Note that relationships between radar reflectivity factor and water content parameters are not unique and therefore uncertainty in *Q*_{net} will exist. This uncertainty is similar to rainfall rate (discussed in section 1) with random errors as large as a factor of 4 (Doviak and Zrnic 1984). As mentioned in the previous section, however, the algorithm presented here is *somewhat* insensitive to these errors because information is only required on the condition of saturation (sign of precipitation production term), not the magnitude of saturation (precise value of precipitation production term). Equation (2) is solved for *Q*_{net} using the Guillermo Doppler analyses, the storage term parameterization in (5), the computed precipitation mixing ratios described above, hydrometeor fall speed relations for a gamma distribution (Ulbrich and Chilson 1994; Heymsfield et al. 1999), and a composite eyewall density profile discussed below (perturbations to the density profile in all directions had a small effect on calculations). Based on Fig. 2 and the discussion in the previous section, grid points with |*w*| > 5 m s^{−1} are assumed to be saturated.

To compute the magnitude of latent heat released at saturated grid points in the radar domain, knowledge of the thermodynamic structure of convective cells is required, which is very difficult to obtain. To approximate the thermodynamic structure, a composite sounding derived from 10 high-altitude [using NASA aircraft that fly at altitudes of 10 and 20 km] dropsondes representative of eyewall convection in TCs is utilized. The storms sampled were Hurricane Bonnie (1998), Tropical Storm Chantal (2001), Hurricane Gabrielle (2001), Hurricane Erin (2001), and Hurricane Humberto (2001) yielding 10 independent thermodynamic profiles of eyewall convection. The sampling of eyewall convection is verified using winds and relative humidity from the dropsondes as well as satellite (infrared and passive microwave) observations. Discussion on the uncertainty associated with using a composite dropsonde is discussed below. To complete the latent heat calculation, the vertical velocities derived from the Doppler radar synthesis procedure are input to (4). The latent heat of condensation is capped at 10-km altitude based on independent numerical simulation experiments and the structure of the cloud water source shown in Fig. 4.

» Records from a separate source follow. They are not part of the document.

PR #1565, opened 2026-05-05
fix: address Miri unsoundness by installing nextest and skipping FFI/long running tests

### LINKED ISSUE #1483: 💥 Unsoundness check fail on main

[Please investigate](https://github.com/quantinuum/tket2/actions/runs/23728773158).

CalMacCQ:
fixes #1483 

Seems we didn't install nexttest in `unsoundness.yml`. Not sure why this worked before?

 Testing whether this resolves the unsoundness check with workflow dispatch here -> https://github.com/Quantinuum/tket2/actions/runs/25375551456/job/74409590210

Turns out we need to skip some tests that use CFFI as MIRI cannot handle those.


.github/workflows/unsoundness.yml
```diff
@@ -44,9 +44,12 @@ jobs:
           cargo miri setup
       - uses: quantinuum/hugrverse-env/install-hugrenv-action@main
 
+      - name: Install nextest
+        uses: taiki-e/install-action@nextest
+
       # Run miri unsoundness checks.
       #
-      # Skip tests that take over 5mins in CI.
+      # Skip tests that take over 5mins in CI or tests which use CFFI/ztd.
```
aborgna-q: ztd-using test need to be ignored rather than skipped, since they require compile-time linking to ztd stuff.
```
    #[cfg_attr(miri, ignore)]
```

aborgna-q (approved):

Figure 12 shows horizontal views of the derived latent heat field in Hurricane Guillermo (1997) averaged over all heights for each aircraft pass in Fig. 1. The structure in Fig. 12 is consistent with the 3-km altitude reflectivity scans shown in Fig. 1. Initially the latent heat field is quite asymmetric with convection displaced to the downshear quadrants of the storm due to the persistent vertical shear forcing of the vortex (Reasor et al. 2009). This low-wavenumber latent heat asymmetry is coupled to the vorticity field (Reasor et al. 2009) as the features propagate around the eyewall of Guillermo, occasionally revealing a slightly more axisymmetric distribution of convection. Several passes in Fig. 12 show the emergence of large individual pulses of heating and cooling with peak magnitudes in the grid volume between 200 and 300 K h^{−1}. Reasor et al. (2009) found that these strong convective bursts coincided with the largest intensification of Guillermo and were triggered by convergence associated with low-wavenumber vorticity asymmetries in the eyewall.

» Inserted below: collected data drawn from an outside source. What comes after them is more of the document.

PR #1580, opened 2026-05-11
feat!: Upgrade hugr dependency to 0.28.0

maximilianruesch:
Prepares an update to the latest (unreleased) version of `hugr`, most importantly with the type-term unification.

BREAKING CHANGE: Updated public dependency `hugr` to `0.28.0`

Not a tket-eccs breaking change:
BEGIN_COMMIT_OVERRIDE
feat: Recompile hugrs with `hugr 0.17.0` (#1580)
END_COMMIT_OVERRIDE


cgh-qtnm:
I believe I will need to merge #1521 into this PR to cleanly upgrade everything to the next HUGR version (due to breaking changes in https://github.com/Quantinuum/hugr/pull/3026). Let me know when this PR is updated to [6742c53](https://github.com/Quantinuum/hugr/commit/6742c53505b2e13c3234dd847a6201759e73b757) and then I will retarget the debug info PR and get it ready to merge.

cgh-qtnm:
#1521 is ready to merge into this branch

maximilianruesch:
@cgh-qtnm We have decided to keep the two PRs separate, and do the minimal amount of work needed to merge the upgrade on its own, to keep two reviewed units (and keep the upgrade and what is essentially a feature addition separate).

Nonetheless, basing your work off this PR is still useful, as it means you can merge right after this PR goes in. Please do not merge your PR into this one.

tket-py/test/test_errors.py
```diff
@@ -26,5 +26,5 @@ def test_unresolved_op() -> None:
     err = str(excinfo.value)
     assert "Could not read CompilationState from bytes" in err
     assert "Error reading package payload in envelope." in err
-    assert "OpaqueOp:unknown.unresolved" in err
+    assert "unknown.unresolved" in err
```
acl-cqc, line 29: Curious. Doesn't just need to be `OpaqueOp::unknown.resolved` or similarly trivial, does it?

tket/src/passes/monomorphize.rs
```diff
@@ -233,7 +233,13 @@ fn escape_dollar(str: impl AsRef<str>) -> String {
 
 fn write_type_arg_str(arg: &TypeArg, f: &mut std::fmt::Formatter<'_>) -> std::fmt::Result {
     match arg {
-        TypeArg::Runtime(ty) => f.write_fmt(format_args!("t({})", escape_dollar(ty.to_string()))),
+        TypeArg::ExtensionType(cty) => {
```
acl-cqc, line 236: Hmmm, should we note this breaking change to name mangling in the notes?

tket/src/passes/replace_types.rs
```diff
@@ -719,16 +718,16 @@ impl ReplaceTypes {
...
-                    TypeEnum::Extension(exty) => match self.consts.get(exty) {
-                        Some(const_fn) => Some(const_fn(e, self)),
-                        None => self
-                            .param_consts
-                            .get(&exty.into())
-                            .and_then(|const_fn| const_fn(e, self).transpose()),
-                    },
-                    _ => None,
-                };
+                let new_const =
```
acl-cqc, line 721: Could get closer to the original by matching on `&*e.get_type()` with cases for `Term::ExtensionType` and `_`, but it's much the same length, so I'm not bothered

tket/src/passes/replace_types.rs
```diff
@@ -1236,10 +1229,10 @@ mod test {
                 .unwrap();
             },
         );
-        fn option_contents(ty: &Type) -> Option<Type> {
+        fn option_contents(ty: Type) -> Option<Type> {
```
acl-cqc: This would probably make more sense taking `&[Term]` (it's only called on the result of `just_elem_type`), and starting:
```
let st = match args {
   [Term::SumType(st)] => st,
   _ => return None
}
```

We could then avoid cloning the first variant by matching against `Term::List` rather than `TypeRow::try_from`, but given this is test code...the problem is clarity rather than amount of cloning

acl-cqc (approved):
Thanks @maximilianruesch and @aborgna-q ! The bulk of the change here is indeed type-term unification, I've removed a good few `clone`s and various carbuncles, there are a couple more in the comments that I could...

tket/src/passes/monomorphize.rs
maximilianruesch: Oh oof. Wait does this mean that HUGRs monomorphise differently, and so old HUGRs will not be linking-compatible with new ones?

tket-py/test/test_errors.py
aborgna-q: This is an artifact of https://github.com/Quantinuum/hugr/pull/3090/changes#diff-b7c397c923b713acd7c5781ca7fbf35cc2da6c84db69abe1e515ed44a69fcf87R87-R97.

We unified the handling of `ExtensionOp` and `OpaqueOp` errors using `OpaqueOp::qualified_name` instead of `OpType::to_string`. Keeping the `OpaqueOp:` suffix seemed unnecessary.

Note that we do not promise stability of error string messages.

tket/src/passes/replace_types.rs
aborgna-q: Updated.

Figure 12 also displays the vertical profile of the azimuthal mean latent heating at the RMW (30 km) above the contour plot for each pass. The altitude of peak heating varies between approximately 4 and 9 km including a distinct double maximum (upper and lower levels) present in several passes. During the first four aircraft passes (~2 h), the azimuthal mean heating becomes larger in magnitude and the altitude of peak heating increases from approximately 4 to 7 km. During the next six passes (~3 h), the azimuthal mean heating decreases significantly and the maximum heating altitude generally remains above 5 km. The full observational period (~5.5 h) of the 3D latent heat retrievals presented in Fig. 12 is used as time-dependent forcing in a nonlinear numerical model in order to examine the impacts on the simulated intensity and structure change of Guillermo. This is the topic of Part II.

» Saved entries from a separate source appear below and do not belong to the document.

PR #1582, opened 2026-05-12
fix!: Replace non-deterministic iterations on hash maps

aborgna-q:
Enables the `iter_over_hash_type` clippy lint, and fixes all cases of iteration over hashmaps and hashsets that could cause non-deterministic outputs.

BREAKING CHANGE: Changed public field `PartialSum::0` from a `HashMap` to a `BTreeMap`.

### DIFF
--- a/tket/src/passes/dataflow/partial_value.rs
+++ b/tket/src/passes/dataflow/partial_value.rs
@@ -4,8 +4,8 @@ use hugr_core::Node;
 use hugr_core::types::{SumType, Type, TypeArg, TypeEnum, TypeRow};
 use itertools::{Itertools, zip_eq};
 use std::cmp::Ordering;
-use std::collections::HashMap;
-use std::hash::{Hash, Hasher};
+use std::collections::BTreeMap;
+use std::hash::Hash;
 use thiserror::Error;
 
 use super::row_contains_bottom;
@@ -63,14 +63,14 @@ pub struct LoadedFunction<N> {
 
 /// A representation of a value of [`SumType`], that may have one or more possible tags,
 /// with a [`PartialValue`] representation of each element-value of each possible tag.
-#[derive(PartialEq, Clone, Eq)]
-pub struct PartialSum<V, N = Node>(pub HashMap<usize, Vec<PartialValue<V, N>>>);
+#[derive(PartialEq, Clone, Eq, Hash)]
+pub struct PartialSum<V, N = Node>(pub BTreeMap<usize, Vec<PartialValue<V, N>>>);
 
 impl<V, N> PartialSum<V, N> {
     /// New instance for a single known tag.
     /// (Multi-tag instances can be created via [`Self::try_join_mut`].)
     pub fn new_variant(tag: usize, values: impl IntoIterator<Item = PartialValue<V, N>>) -> Self {
-        Self(HashMap::from([(tag, Vec::from_iter(values))]))
+        Self(BTreeMap::from([(tag, Vec::from_iter(values))]))
     }
 
     /// The number of possible variants we know about. (NOT the number
@@ -107,10 +107,6 @@ impl<V: AbstractValue, N: PartialEq + PartialOrd> PartialSum<V, N> {
     /// whether `self` has changed.
     ///
     /// Fails (without mutation) with the conflicting tag if any common rows have different lengths.
-    #[expect(
-        clippy::iter_over_hash_type,
-        reason = "join is pointwise over independent variant tags, so iteration order cannot affect the lattice result"
-    )]
     pub fn try_join_mut(&mut self, other: Self) -> Result<bool, usize> {
         for (k, v) in &other.0 {
             if self.0.get(k).is_some_and(|row| row.len() != v.len()) {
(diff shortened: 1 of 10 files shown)


tket/src/passes/dataflow/partial_value.rs
```diff
@@ -265,6 +273,10 @@ impl<V: Clone, N: Clone> PartialSum<V, N> {
 }
 
 impl<V: PartialEq, N: PartialEq + PartialOrd> PartialOrd for PartialSum<V, N> {
+    #[expect(
+        clippy::iter_over_hash_type,
+        reason = "key iteration only fills presence bitmaps; value comparison below uses numeric tag order"
```
acl-cqc: I wonder if there is some BitVec-like structure that would allow creation via `::from_iter(self.0.keys().map(|k| (k,1))` or something like that but ok

tket/src/passes/dataflow/partial_value.rs
```diff
@@ -302,7 +317,16 @@ impl<V: std::fmt::Debug, N: std::fmt::Debug> std::fmt::Debug for PartialSum<V, N
 
 impl<V: Hash, N: Hash> Hash for PartialSum<V, N> {
     fn hash<H: Hasher>(&self, state: &mut H) {
-        for (k, v) in &self.0 {
+        // Highest tag present in the sum.
+        //
+        // Hashing must be independent of `HashMap` iteration order so that equal
+        // `PartialSum`s always feed the same sequence into the caller's hasher.
+        let max_variant_key = self.0.keys().copied().max().unwrap_or(0);
```
acl-cqc: I have to wonder whether `sorted` (O(n.log(n) in the number of keys present) would be better or worse than what you're doing (O(n) in the max possible *index* of key), but I'm pretty sure it would be a lot lot shorter. Not a strong preference though, fine with this!

tket/src/passes/dataflow/partial_value.rs
```diff
@@ -567,6 +591,10 @@ mod test {
     }
 
     impl TestSumType {
+        #[expect(
+            clippy::iter_over_hash_type,
+            reason = "test validation checks every possible tag independently, so iteration order cannot affect the result"
```
acl-cqc: This is actually pretty easy to rewrite as the `Self::Branch` is a Vec. You would need to check the PartialValue's max key tho, so fine either way.

tket/src/serialize/pytket/encoder/unsupported_tracker.rs
```diff
@@ -91,6 +91,11 @@ impl<N: HugrNode> UnsupportedTracker<N> {
         // and use it here. For now we just traverse all unextracted nodes.
         let mut nodes = BTreeSet::new();
         nodes.insert(node);
+
+        #[expect(
+            clippy::iter_over_hash_type,
+            reason = "iteration only filters membership; nodes are collected into a BTreeSet before any output-affecting use"
```
acl-cqc: Keen to learn more about this exciting new lint I tried:
```
nodes.extend(
            self.nodes
                .iter()
                .filter(|(_, data)| self.components.find_mut(data.component) == representative)
                .map(|(&n, _)| n),
        );
```
and not only was that accepted, but I was surprised to find that the removal loop below (`for n in &nodes { self.nodes.remove(n); }`) didn't set off the lint either, although the original loop adding to `nodes` did (as your `expect` suggests)

tket/src/serialize/pytket/tests.rs
```diff
@@ -152,6 +152,10 @@ const IMPLICIT_PERMUTATION: &str = r#"{
     }"#;
 
 /// Check some properties of the serial circuit.
+#[expect(
```
acl-cqc, line 155: Hmmmm, given the map you are iterating through is only the one that you build here on line 172, +1 for deriving `Ord` for `register::ElementId` in `tket_json_rs` and then just using BTreeMap here. But not in this PR, ok.

tket/src/serialize/pytket/tests.rs
```diff
@@ -192,6 +196,10 @@ fn validate_serial_circ(circ: &SerialCircuit) {
     );
 }
 
+#[expect(
+    clippy::iter_over_hash_type,
+    reason = "test comparison checks command multiplicities; iteration order only affects which mismatch is reported first"
```
acl-cqc, line 201: Yeah, I mean you could just check equality of the HashMap's, or break out the keys, all kinds of things, but fine

acl-cqc (approved):
Looks great, thanks Agustin. You might try [this one](https://github.com/Quantinuum/tket2/pull/1582/changes#r3260698670) but generally fine with all.

tket/src/passes/dataflow/partial_value.rs
aborgna-q: I ended up changing the `HashMap` to a `BTreeMap` instead.
It's a breaking change, since it's a public field, but it lets us simplify all this messy code by just using `Itertools::merge_join_by` (with deterministic order).

tket/src/passes/dataflow/partial_value.rs
aborgna-q: See other comment. Replaced the hashmap with a btreemap.

tket/src/serialize/pytket/encoder/unsupported_tracker.rs
aborgna-q: Weird. I guess the lint analysis has its limits.

I replaced the double iteration with `nodes.extend(self.nodes.extract_if(...))`. The lint also doesn't complain with that. (Though it should :P )

aborgna-q:
Waiting for #1605 to fix CI issues in `main`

### b. Uncertainty estimates

There are two main calculations in the retrieval that require error analysis: the computation of the saturation state and the magnitude of the latent heat. The approximate errors associated with determining saturation are analyzed in section 3b, and thus the focus here is on the magnitude of the latent heat fields. The magnitude of the latent heat is essentially a function of thermodynamic information (temperature and pressure) and vertical velocity. The uncertainty in the thermodynamic information is assessed by first gathering soundings from various regions (eyewall and environment) of the numerical simulation of Hurricane Bonnie and eyewall dropsonde observations in several storms (see section 4a for the list of TCs). These thermodynamic profiles are then input to (4), revealing differences in the peak latent heat of only approximately 10%–15%. These results indicate that the magnitude of the latent heat is not very sensitive to the details of the thermodynamic information in the eyewall of TCs.

Sensitivity to the vertical velocity is much greater and is the most important parameter in the estimation of latent heat. Reasor et al. (2009) compared the Guillermo Doppler radar analyzed vertical velocities to flight-level in situ measurements and found an RMSE of 1.56 m s^{−1} in the eyewall region with a correlation coefficient of 0.61. Morrow (2008) compared a large set of P-3 derived wind fields with flight-level wind measurements, including those from Guillermo, and found that overall the intense and wide updrafts were captured well by the Doppler analysis while those that were narrow and weaker were not well represented. This result extends to downdrafts as well and is consistent with previous studies (Marks et al. 1992; Reasor et al. 2009).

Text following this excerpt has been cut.